Unhappy with the outcome of the High Court Appeal, the Insurer approached the Supreme Court of Appeal (SCA). In the appeal, it was common cause that the employee’s representations were dishonest.

However, the SCA drew a distinction – in light of the policy wording – between the submission of a claim and the subsequent validation process that took place after the claim had been duly lodged. In this regard, the SCA held that the validation process was not a requirement for the lodging of a claim and was done entirely at the election of the Insurer. Notwithstanding this, the primary focus of the SCA turned to the wording of the fraud and dishonesty provision in the policy, and more specifically, whether or not the employee was acting on behalf of the Insured when such dishonest representations were provided during the validation process.

Based on the evidence before the SCA, and in particular the testimonies of the Insured’s Managing Director and the employee, the SCA held that the Managing Director had not requested that the employee fabricate any information or act dishonestly.

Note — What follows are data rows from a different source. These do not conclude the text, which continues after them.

PR #359, opened 2024-04-03
Maya: Fix: Do not always reset context on task change 

BigRoy:
## Changelog Description

Fix for implementation of #261

- Remove logic that would always update before save/open anyway (and as such the dialog itself didn't make any sense)

## Additional info

This also fixes that before opening a scene in another context that maya was actually resetting time range, fps, etc. always even though it would be opening a file anyway - optimizing opening workfiles in other contexts because of that.

Note that the **Task** does not update on context change/resets. For that you'll need PR: https://github.com/ynput/ayon-core/pull/358

## Testing notes:

1. Save into a different folder or task
2. When picking no options (or cancelling) on the prompt - nothing should update
3. When clicking ok with certain options, only those options should update.


moonyuet (approved):
tested successfully in maya 2023. When changing different context and hit okay, the instance name changed as followed. And when  changing different context and hit cancel, the instance name and context won't be changed as expected.

MustafaJafar (approved):
This is cool! 
Thanks.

Rather, in providing the dishonest information, the employee did so for the protection of his own interests as he was seeking to avoid adverse consequences from his employer.

Having regard to the Policy, the SCA held that the use of the wording of ‘acting on behalf of’ in terms of the insurance contract signified the concept of agency. As the Insured’s employee was only a witness to the incident, the Insured’s employee could not be held to be an agent of the Insured and, in turn, could not be acting on behalf of the Insured when providing dishonest information. Of course, the SCA recognized that the words ‘acting on behalf of’ do not in all instances denote the concept of agency. Such wording may be interpreted, in appropriate instances, to have a broader meaning of acting for the benefit of or in the interests of another, albeit not as an agent.

However, the SCA held that, to the extent that the wording was ambiguous, it must be interpreted against the Insurer. Consequently, although dishonest information was indeed provided by the employee, the SCA held that the employee was nonetheless not acting on behalf of the Insured, and accordingly, the submission of dishonest information and/or conduct by the employee could not be attributed to the Insured.